Early governance adoption provides businesses with a clear path to building confidence in probabilistic system deployment. This can be strengthened by promoting a risk-thinking culture across multiple functions within an organisation. This collective understanding allows for informed decisions on risk treatment while considering an organisation’s risk appetite and commercial sensitivities. A grounded assessment may involve accepting low risks where appropriate, transferring risk to others with full knowledge of regulatory and legislative requirements, or avoiding high-risk capabilities altogether to prevent potentially devastating financial or non-financial consequences. As the 1:10:100 rule states, investing in prevention early can save significantly on correction and failure costs.
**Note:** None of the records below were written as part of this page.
Issue #236, opened 2015-08-23
Implement IntegerDivisionByInteger


Vannevelj:
When dividing two integers, the fraction is truncated from the result effectively resulting in a rounding. Figure out what the equivalent is in a more expressive way and provide a warning + code fix.

I imagine it might turn from this:

    int x = 5;
    int y = 6;
    double z = 5 / 6;

to this:

    int x = 5;
    int y = 6;
    double z = Math.Floor((double) 5 / (double) 6);

Completely untested and I might be making things up, but you get the idea.

Hosch250:
This will need lot of test cases:

```
int x = 5 / 6;
var x = 5 / 6;
double x = 5 / 6;
var x = (double) (5 / 6);
var x = (int) (5 / 6);
var x = 5 / 6 - 3;
var x = 3 + 5 / 6;
var x = 3 == 5 / 6;

void Foo (int x) {}
Foo (5 / 6);

void Foo (double x) {}
Foo (5 / 6);
```

Any others?

Vannevelj:
Actually, I don't think we need the code fix as laid out in the first post since it is most likely a hidden problem and not intended to work like this. Just casting one of the arguments to a double should suffice as fix.

PR #536, opened 2016-04-22
Implemented #236

Vannevelj:
Implements issue #236

### DIFF
--- a/VSDiagnostics/VSDiagnostics/VSDiagnostics/Diagnostics/Arithmetic/DivideIntegerByInteger/DivideIntegerByIntegerAnalyzer.cs
+++ b/VSDiagnostics/VSDiagnostics/VSDiagnostics/Diagnostics/Arithmetic/DivideIntegerByInteger/DivideIntegerByIntegerAnalyzer.cs
@@ -1,0 +1,60 @@
+﻿using System.Collections.Immutable;
+using System.Linq;
+using Microsoft.CodeAnalysis;
+using Microsoft.CodeAnalysis.CSharp;
+using Microsoft.CodeAnalysis.CSharp.Syntax;
+using Microsoft.CodeAnalysis.Diagnostics;
+using VSDiagnostics.Utilities;
+
+namespace VSDiagnostics.Diagnostics.Arithmetic.DivideIntegerByInteger
+{
+    [DiagnosticAnalyzer(LanguageNames.CSharp)]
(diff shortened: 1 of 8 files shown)


VSDiagnostics/VSDiagnostics/VSDiagnostics/Diagnostics/Arithmetic/DivideIntegerByInteger/DivideIntegerByIntegerAnalyzer.cs
```diff
@@ -0,0 +1,60 @@
...
+        private const DiagnosticSeverity Severity = DiagnosticSeverity.Warning;
+
+        private static readonly string Category = VSDiagnosticsResources.ArithmeticCategory;
+        private static readonly string Message = VSDiagnosticsResources.DivideIntegerByIntegerAnalyzerMessage;
+        private static readonly string Title = VSDiagnosticsResources.DivideIntegerByIntegerAnalyzerTitle;
+
+        internal static DiagnosticDescriptor Rule
+            =>
+                new DiagnosticDescriptor(DiagnosticId.DivideIntegerByInteger, Title, Message, Category, Severity,
+                    isEnabledByDefault: true);
```
Hosch250: If I understand correctly, diagnostics are enabled by default.  We probably only need argument when we do not want them enabled by default, which would make the difference more clear when skimming the files.

Vannevelj: Good point. I'll remove it from here manually and create an issue for us to remove it everywhere else as well.

Vannevelj: Oh nevermind. It's not an optional argument -- it's just a named argument. I did this here (and everywhere else) because I don't want a boolean argument since it doesn't say anything about what it does.

Hosch250: OK.  When I was working on Roslyn, this argument was optional; perhaps it has been changed in later versions than we are working off of.

PR #542, opened 2016-04-29
Implement #150

### LINKED ISSUE #150: Implement SwitchStatementWithoutDefaultBlock
`switch` statements their `default` block is optional but I believe it should always be included, at the very least to indicate in what scenario none of the `case` blocks would have been hit.

I would suggest to add a code fix that adds the following block (or a similar message):

    default: // This should or shouldn't get hit because..

Hosch250:
Close #150

### DIFF
--- a/VSDiagnostics/VSDiagnostics/VSDiagnostics/Diagnostics/General/SwitchIsMissingDefaultLabel/SwitchIsMissingDefaultLabelAnalyzer.cs
+++ b/VSDiagnostics/VSDiagnostics/VSDiagnostics/Diagnostics/General/SwitchIsMissingDefaultLabel/SwitchIsMissingDefaultLabelAnalyzer.cs
@@ -1,0 +1,49 @@
+﻿using System.Collections.Generic;
+using System.Collections.Immutable;
+using Microsoft.CodeAnalysis;
+using Microsoft.CodeAnalysis.CSharp;
+using Microsoft.CodeAnalysis.CSharp.Syntax;
+using Microsoft.CodeAnalysis.Diagnostics;
+using VSDiagnostics.Utilities;
+
+namespace VSDiagnostics.Diagnostics.General.SwitchIsMissingDefaultLabel
+{
+    [DiagnosticAnalyzer(LanguageNames.CSharp)]
+    internal class SwitchIsMissingDefaultLabelAnalyzer : DiagnosticAnalyzer
+    {
+        private const DiagnosticSeverity Severity = DiagnosticSeverity.Warning;
+
+        private static readonly string Category = VSDiagnosticsResources.GeneralCategory;
+        private static readonly string Message = VSDiagnosticsResources.SwitchIsMissingDefaultSectionAnalyzerMessage;
+        private static readonly string Title = VSDiagnosticsResources.SwitchIsMissingDefaultSectionAnalyzerTitle;
+
+        internal static DiagnosticDescriptor Rule
+            => new DiagnosticDescriptor(DiagnosticId.SwitchIsMissingDefaultLabel, Title, Message, Category, Severity, true);
+
+        public override ImmutableArray<DiagnosticDescriptor> SupportedDiagnostics => ImmutableArray.Create(Rule);
+
+        public override void Initialize(AnalysisContext context) => context.RegisterSyntaxNodeAction(AnalyzeSymbol, SyntaxKind.SwitchStatement);
+
+        private void AnalyzeSymbol(SyntaxNodeAnalysisContext context)
+        {
+            var switchBlock = (SwitchStatementSyntax)context.Node;
+
+            var hasDefaultLabel = false;
+            foreach (var section in switchBlock.Sections)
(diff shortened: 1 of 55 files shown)


VSDiagnostics/VSDiagnostics/VSDiagnostics/Diagnostics/General/SwitchIsMissingDefaultLabel/SwitchIsMissingDefaultLabelAnalyzer.cs
```diff
@@ -0,0 +1,49 @@
...
+        internal static DiagnosticDescriptor Rule
+            => new DiagnosticDescriptor(DiagnosticId.SwitchIsMissingDefaultLabel, Title, Message, Category, Severity, true);
+
+        public override ImmutableArray<DiagnosticDescriptor> SupportedDiagnostics => ImmutableArray.Create(Rule);
+
+        public override void Initialize(AnalysisContext context) => context.RegisterSyntaxNodeAction(AnalyzeSymbol, SyntaxKind.SwitchStatement);
+
+        private void AnalyzeSymbol(SyntaxNodeAnalysisContext context)
+        {
+            var switchBlock = (SwitchStatementSyntax)context.Node;
```
Vannevelj: This will cause an exception when you have a parenthesized switch like this:

```csharp
	var x = 5;

	switch ((x))
	{
		case 5: 
		case 6:
		default:
			break;
	}
```

Add this as a test. You can probably just look through the ancestors to find the first of `SyntaxKind.SwitchStatement`.

VSDiagnostics/VSDiagnostics/VSDiagnostics/Diagnostics/General/SwitchIsMissingDefaultLabel/SwitchIsMissingDefaultLabelCodeFix.cs
```diff
@@ -0,0 +1,57 @@
...
+            var statement = root.FindNode(diagnosticSpan);
+                context.RegisterCodeFix(
+                    CodeAction.Create(VSDiagnosticsResources.SwitchIsMissingDefaultSectionCodeFixTitle,
+                        x => AddDefaultCaseAsync(context.Document, (CompilationUnitSyntax) root, statement),
+                        SwitchIsMissingDefaultLabelAnalyzer.Rule.Id), diagnostic);
+        }
+
+        private async Task<Solution> AddDefaultCaseAsync(Document document, CompilationUnitSyntax root, SyntaxNode statement)
+        {
+            var switchBlock = (SwitchStatementSyntax)statement.Parent;
```
Vannevelj: This will cause an exception when you have a parenthesized switch like this:

```csharp
	var x = 5;

	switch ((x))
	{
		case 5: 
		case 6:
		default:
			break;
	}
```

Add this as a test. You can probably just look through the ancestors to find the first of `SyntaxKind.SwitchStatement`.

VSDiagnostics/VSDiagnostics/VSDiagnostics/Diagnostics/General/SwitchIsMissingDefaultLabel/SwitchIsMissingDefaultLabelCodeFix.cs
```diff
@@ -0,0 +1,57 @@
...
+
+            var notImplementedException =
+                SyntaxFactory.ThrowStatement(SyntaxFactory.ParseExpression(" new System.NotImplementedException()"))
```
Vannevelj: Why is there a space here? Is it because it otherwise puts `throw` and `new` together? If so: just add `Formatter.Annotation` as well and remove the space.

VSDiagnostics/VSDiagnostics/VSDiagnostics/Diagnostics/General/SwitchIsMissingDefaultLabel/SwitchIsMissingDefaultLabelCodeFix.cs
```diff
@@ -0,0 +1,57 @@
...
+            var statements = SyntaxFactory.List(new List<StatementSyntax> { notImplementedException });
+
+            var defaultCase = SyntaxFactory.SwitchSection(SyntaxFactory.List<SwitchLabelSyntax>(new[] {SyntaxFactory.DefaultSwitchLabel()}), statements);
+
+            var newNode = switchBlock.AddSections(defaultCase)
+                .WithAdditionalAnnotations(Formatter.Annotation, Simplifier.Annotation);
+
+            var newRoot = root.ReplaceNode(switchBlock, newNode);
+            var newDocument = await Simplifier.ReduceAsync(document.WithSyntaxRoot(newRoot));
+            return newDocument.Project.Solution;
```
Vannevelj: Go for the `Task<Document>` return value since you're not touching anything else in the project anyway.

2. Leaning into ML Ops and TEVV

Another recommendation was the education of staff and developers about ML Ops and TEVV (Test, Evaluation, Verification, and Validation). Knowledge of both is critical for production-grade agentic system deployments and helps with interlacing risk mitigations within teams’ existing practices. Both ML Ops and TEVV should be viewed as an enhancement to the toolkit of teams building agentic services rather than displacing or superseding traditional methods:

  • Complementing the Foundation: Teams are familiar with the use of unit and integration tests to verify the consistency and interaction of service elements, but not with elements of ML Ops and TEVV practices that provide monitoring and observability against failure modes.
  • Managing Model Drift: Because third-party model providers update independently, a continuous feedback loop should be implemented to detect divergence.
  • Operational Readiness: To ensure transparent evaluation, teams must implement indicators for relevance and faithfulness while capturing detailed reasoning traces. These tools are essential for verifying grounding and spotting hallucinations. Being operationally ready means proactively accounting for the probabilistic - and therefore non-deterministic - nature of large language models.
  • Adversarial Monitoring: Malicious actors manipulate inputs to bypass a system’s guardrails, forcing it to generate unwanted content, reveal system instructions, or act outside its intended scope. Integrating both automated detection and team-based red-teaming ensures that defences evolve alongside emerging prompt injection and jailbreaking techniques.

Retrospective

Several factors influenced a pause of the proof of concept to ensure long-term viability of the organisation’s goal:

  • Service Boundary Definition: Clarity was required on where the responsibility for multi-hop logic should lie, either within the agent's autonomy or via user-guided interaction. Human-in-loop was recommended but consideration for designed friction needed to be made to guard against over-reliance and complacency.
  • Resource Allocation: The discovery identified a requirement for specific expertise (e.g., security, governance, and MLOps) to maintain a production-grade service.
  • Maturity Alignment: The engagement underscored the need to align the project with the organisation's evolving risk appetite, paying attention to the transition from deterministic software to stochastic systems.

Conclusion

The proof of concept provided a map of architecture and governance concerns. The decision to pause at the proof of concept stage reflected a prudent decision by the client to evaluate its priorities and ensure that any future efforts would be supported with a robust framework.